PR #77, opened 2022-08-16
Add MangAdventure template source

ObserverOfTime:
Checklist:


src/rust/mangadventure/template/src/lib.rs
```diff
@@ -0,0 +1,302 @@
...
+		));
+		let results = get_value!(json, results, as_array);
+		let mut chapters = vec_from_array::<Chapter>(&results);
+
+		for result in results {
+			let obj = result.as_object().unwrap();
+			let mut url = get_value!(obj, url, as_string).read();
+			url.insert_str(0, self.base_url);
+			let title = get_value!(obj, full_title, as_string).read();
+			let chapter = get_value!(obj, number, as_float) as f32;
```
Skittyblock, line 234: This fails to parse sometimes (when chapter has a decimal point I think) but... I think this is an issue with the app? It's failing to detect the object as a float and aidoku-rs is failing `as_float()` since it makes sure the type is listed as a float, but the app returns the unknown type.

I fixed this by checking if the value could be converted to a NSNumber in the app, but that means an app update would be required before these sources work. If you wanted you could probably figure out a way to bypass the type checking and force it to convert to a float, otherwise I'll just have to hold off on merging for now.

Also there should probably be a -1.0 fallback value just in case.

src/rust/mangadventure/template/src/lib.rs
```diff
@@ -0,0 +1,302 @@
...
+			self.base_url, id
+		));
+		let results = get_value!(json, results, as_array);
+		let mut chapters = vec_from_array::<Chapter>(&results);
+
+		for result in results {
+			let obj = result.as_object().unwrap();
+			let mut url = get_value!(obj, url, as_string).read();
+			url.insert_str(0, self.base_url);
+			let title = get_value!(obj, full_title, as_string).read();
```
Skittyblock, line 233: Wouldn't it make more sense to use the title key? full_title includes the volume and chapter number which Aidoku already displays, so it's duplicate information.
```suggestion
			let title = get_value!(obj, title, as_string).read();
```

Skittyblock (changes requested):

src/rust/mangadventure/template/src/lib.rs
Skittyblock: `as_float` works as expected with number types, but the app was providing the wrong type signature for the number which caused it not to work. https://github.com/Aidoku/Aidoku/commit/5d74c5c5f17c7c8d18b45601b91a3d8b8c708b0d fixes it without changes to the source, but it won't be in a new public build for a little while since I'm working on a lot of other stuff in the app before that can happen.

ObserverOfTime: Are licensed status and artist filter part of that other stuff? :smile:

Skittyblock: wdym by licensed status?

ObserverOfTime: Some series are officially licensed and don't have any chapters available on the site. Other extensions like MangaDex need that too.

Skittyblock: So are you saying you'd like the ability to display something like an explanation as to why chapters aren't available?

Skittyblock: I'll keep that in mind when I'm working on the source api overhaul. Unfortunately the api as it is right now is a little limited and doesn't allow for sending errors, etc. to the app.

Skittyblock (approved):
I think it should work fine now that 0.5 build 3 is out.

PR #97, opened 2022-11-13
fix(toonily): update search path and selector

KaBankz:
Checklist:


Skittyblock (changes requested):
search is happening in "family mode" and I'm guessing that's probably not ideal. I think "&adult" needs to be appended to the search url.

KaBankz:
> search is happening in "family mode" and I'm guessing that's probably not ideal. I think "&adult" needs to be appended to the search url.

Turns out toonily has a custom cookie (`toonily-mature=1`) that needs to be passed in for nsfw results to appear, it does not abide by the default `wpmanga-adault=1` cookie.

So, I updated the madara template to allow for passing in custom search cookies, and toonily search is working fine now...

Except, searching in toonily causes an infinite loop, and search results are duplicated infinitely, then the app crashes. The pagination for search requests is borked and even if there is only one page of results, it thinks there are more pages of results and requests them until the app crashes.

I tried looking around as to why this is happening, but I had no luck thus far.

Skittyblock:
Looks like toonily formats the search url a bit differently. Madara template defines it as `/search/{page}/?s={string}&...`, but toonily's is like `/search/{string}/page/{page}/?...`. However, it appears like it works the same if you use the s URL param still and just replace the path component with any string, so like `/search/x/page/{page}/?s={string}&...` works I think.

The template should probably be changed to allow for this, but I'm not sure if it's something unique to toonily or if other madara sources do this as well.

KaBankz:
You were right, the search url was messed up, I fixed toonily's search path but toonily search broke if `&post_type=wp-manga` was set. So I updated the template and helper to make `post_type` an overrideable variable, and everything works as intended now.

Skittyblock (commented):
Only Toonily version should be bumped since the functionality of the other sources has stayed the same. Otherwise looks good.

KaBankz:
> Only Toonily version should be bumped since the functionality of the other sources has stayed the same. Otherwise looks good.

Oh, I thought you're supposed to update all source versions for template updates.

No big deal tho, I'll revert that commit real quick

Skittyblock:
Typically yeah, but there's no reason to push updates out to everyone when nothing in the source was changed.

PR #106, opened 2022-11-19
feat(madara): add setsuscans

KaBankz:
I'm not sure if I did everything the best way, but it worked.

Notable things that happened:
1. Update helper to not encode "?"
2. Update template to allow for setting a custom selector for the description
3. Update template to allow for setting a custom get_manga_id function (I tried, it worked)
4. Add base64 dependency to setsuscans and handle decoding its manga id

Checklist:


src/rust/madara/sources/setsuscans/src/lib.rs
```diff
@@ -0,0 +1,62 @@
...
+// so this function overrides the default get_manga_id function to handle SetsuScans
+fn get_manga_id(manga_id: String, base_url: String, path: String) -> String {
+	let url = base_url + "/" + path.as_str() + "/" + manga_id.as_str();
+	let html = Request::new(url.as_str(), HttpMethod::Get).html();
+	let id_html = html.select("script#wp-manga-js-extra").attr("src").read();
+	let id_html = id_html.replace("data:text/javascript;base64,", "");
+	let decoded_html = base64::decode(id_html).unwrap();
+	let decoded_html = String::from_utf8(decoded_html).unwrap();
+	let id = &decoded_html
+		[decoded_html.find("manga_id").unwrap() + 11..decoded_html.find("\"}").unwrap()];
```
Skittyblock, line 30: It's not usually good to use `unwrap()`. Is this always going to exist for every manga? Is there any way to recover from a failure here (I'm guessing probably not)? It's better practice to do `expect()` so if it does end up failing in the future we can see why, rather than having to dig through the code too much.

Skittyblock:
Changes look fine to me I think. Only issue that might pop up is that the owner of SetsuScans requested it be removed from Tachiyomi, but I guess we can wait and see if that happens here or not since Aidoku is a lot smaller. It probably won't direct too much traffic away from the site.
******
• _Work request_: Copy the data above exactly. Every line must be included.

• _Response below_:
PR #77, opened 2022-08-16
Add MangAdventure template source

ObserverOfTime:
Checklist:


src/rust/mangadventure/template/src/lib.rs
```diff
@@ -0,0 +1,302 @@
...
+		));
+		let results = get_value!(json, results, as_array);
+		let mut chapters = vec_from_array::<Chapter>(&results);
+
+		for result in results {
+			let obj = result.as_object().unwrap();
+			let mut url = get_value!(obj, url, as_string).read();
+			url.insert_str(0, self.base_url);
+			let title = get_value!(obj, full_title, as_string).read();
+			let chapter = get_value!(obj, number, as_float) as f32;
```
Skittyblock, line 234: This fails to parse sometimes (when chapter has a decimal point I think) but... I think this is an issue with the app? It's failing to detect the object as a float and aidoku-rs is failing `as_float()` since it makes sure the type is listed as a float, but the app returns the unknown type.

I fixed this by checking if the value could be converted to a NSNumber in the app, but that means an app update would be required before these sources work. If you wanted you could probably figure out a way to bypass the type checking and force it to convert to a float, otherwise I'll just have to hold off on merging for now.

Also there should probably be a -1.0 fallback value just in case.

src/rust/mangadventure/template/src/lib.rs
```diff
@@ -0,0 +1,302 @@
...
+			self.base_url, id
+		));
+		let results = get_value!(json, results, as_array);
+		let mut chapters = vec_from_array::<Chapter>(&results);
+
+		for result in results {
+			let obj = result.as_object().unwrap();
+			let mut url = get_value!(obj, url, as_string).read();
+			url.insert_str(0, self.base_url);
+			let title = get_value!(obj, full_title, as_string).read();
```
Skittyblock, line 233: Wouldn't it make more sense to use the title key? full_title includes the volume and chapter number which Aidoku already displays, so it's duplicate information.
```suggestion
			let title = get_value!(obj, title, as_string).read();
```

Skittyblock (changes requested):

src/rust/mangadventure/template/src/lib.rs
Skittyblock: `as_float` works as expected with number types, but the app was providing the wrong type signature for the number which caused it not to work. https://github.com/Aidoku/Aidoku/commit/5d74c5c5f17c7c8d18b45601b91a3d8b8c708b0d fixes it without changes to the source, but it won't be in a new public build for a little while since I'm working on a lot of other stuff in the app before that can happen.

ObserverOfTime: Are licensed status and artist filter part of that other stuff? :smile:

Skittyblock: wdym by licensed status?

ObserverOfTime: Some series are officially licensed and don't have any chapters available on the site. Other extensions like MangaDex need that too.

Skittyblock: So are you saying you'd like the ability to display something like an explanation as to why chapters aren't available?

Skittyblock: I'll keep that in mind when I'm working on the source api overhaul. Unfortunately the api as it is right now is a little limited and doesn't allow for sending errors, etc. to the app.

Skittyblock (approved):
I think it should work fine now that 0.5 build 3 is out.

PR #97, opened 2022-11-13
fix(toonily): update search path and selector

KaBankz:
Checklist:


Skittyblock (changes requested):
search is happening in "family mode" and I'm guessing that's probably not ideal. I think "&adult" needs to be appended to the search url.

KaBankz:
> search is happening in "family mode" and I'm guessing that's probably not ideal. I think "&adult" needs to be appended to the search url.

Turns out toonily has a custom cookie (`toonily-mature=1`) that needs to be passed in for nsfw results to appear, it does not abide by the default `wpmanga-adault=1` cookie.

So, I updated the madara template to allow for passing in custom search cookies, and toonily search is working fine now...

Except, searching in toonily causes an infinite loop, and search results are duplicated infinitely, then the app crashes. The pagination for search requests is borked and even if there is only one page of results, it thinks there are more pages of results and requests them until the app crashes.

I tried looking around as to why this is happening, but I had no luck thus far.

Skittyblock:
Looks like toonily formats the search url a bit differently. Madara template defines it as `/search/{page}/?s={string}&...`, but toonily's is like `/search/{string}/page/{page}/?...`. However, it appears like it works the same if you use the s URL param still and just replace the path component with any string, so like `/search/x/page/{page}/?s={string}&...` works I think.

The template should probably be changed to allow for this, but I'm not sure if it's something unique to toonily or if other madara sources do this as well.

KaBankz:
You were right, the search url was messed up, I fixed toonily's search path but toonily search broke if `&post_type=wp-manga` was set. So I updated the template and helper to make `post_type` an overrideable variable, and everything works as intended now.

Skittyblock (commented):
Only Toonily version should be bumped since the functionality of the other sources has stayed the same. Otherwise looks good.

KaBankz:
> Only Toonily version should be bumped since the functionality of the other sources has stayed the same. Otherwise looks good.

Oh, I thought you're supposed to update all source versions for template updates.

No big deal tho, I'll revert that commit real quick

Skittyblock:
Typically yeah, but there's no reason to push updates out to everyone when nothing in the source was changed.

PR #106, opened 2022-11-19
feat(madara): add setsuscans

KaBankz:
I'm not sure if I did everything the best way, but it worked.

Notable things that happened:
1. Update helper to not encode "?"
2. Update template to allow for setting a custom selector for the description
3. Update template to allow for setting a custom get_manga_id function (I tried, it worked)
4. Add base64 dependency to setsuscans and handle decoding its manga id

Checklist:


src/rust/madara/sources/setsuscans/src/lib.rs
```diff
@@ -0,0 +1,62 @@
...
+// so this function overrides the default get_manga_id function to handle SetsuScans
+fn get_manga_id(manga_id: String, base_url: String, path: String) -> String {
+	let url = base_url + "/" + path.as_str() + "/" + manga_id.as_str();
+	let html = Request::new(url.as_str(), HttpMethod::Get).html();
+	let id_html = html.select("script#wp-manga-js-extra").attr("src").read();
+	let id_html = id_html.replace("data:text/javascript;base64,", "");
+	let decoded_html = base64::decode(id_html).unwrap();
+	let decoded_html = String::from_utf8(decoded_html).unwrap();
+	let id = &decoded_html
+		[decoded_html.find("manga_id").unwrap() + 11..decoded_html.find("\"}").unwrap()];
```
Skittyblock, line 30: It's not usually good to use `unwrap()`. Is this always going to exist for every manga? Is there any way to recover from a failure here (I'm guessing probably not)? It's better practice to do `expect()` so if it does end up failing in the future we can see why, rather than having to dig through the code too much.

Skittyblock:
Changes look fine to me I think. Only issue that might pop up is that the owner of SetsuScans requested it be removed from Tachiyomi, but I guess we can wait and see if that happens here or not since Aidoku is a lot smaller. It probably won't direct too much traffic away from the site.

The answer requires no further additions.